▶ _Work to be completed_: Check each line of the records below and collect those holding "java".

Entries taken from a collection:
+-------+

PR #55, opened 2023-02-06
Introduce an adapter from joni 2.1 to 2.2

headius:
JOni 2.2 will hide these public fields and the direct constructors for Region, so these adapters will bridge the gap until the new API is widely available. The adapter and calls to it can be removed once JRuby has shipped a few releases of 9.4 (and possibly 9.3) with the updated JOni.

### DIFF
--- a/ext/jruby/org/jruby/ext/strscan/RubyStringScanner.java
+++ b/ext/jruby/org/jruby/ext/strscan/RubyStringScanner.java
@@ -27,6 +27,7 @@
 
 package org.jruby.ext.strscan;
 
+import jnr.a64asm.REG;
 import org.jcodings.Encoding;
 import org.joni.Matcher;
 import org.joni.NameEntry;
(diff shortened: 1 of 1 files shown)


headius:
See https://github.com/jruby/jruby/pull/7620 which moves JRuby to the new API, https://github.com/jruby/joni/pull/58 and https://github.com/jruby/joni/pull/60 which introduce the API into joni, and https://github.com/jruby/joni/pull/59 which will remove access to the public fields and constructors in joni 2.2.

headius:
This will not build cleanly until JRuby is released with the updated joni API. Merge and release after JRuby 9.4.1.

kou (approved):
+1

You can merge this after JRuby 9.4.1 release.

headius:
This now builds cleanly and only fails the one known failure on Windows. Merging!

headius:
@kou This is ready for a release any time!

kou:
Done!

+-------+

▶ _Reply to the exercise_:
--- a/ext/jruby/org/jruby/ext/strscan/RubyStringScanner.java
+++ b/ext/jruby/org/jruby/ext/strscan/RubyStringScanner.java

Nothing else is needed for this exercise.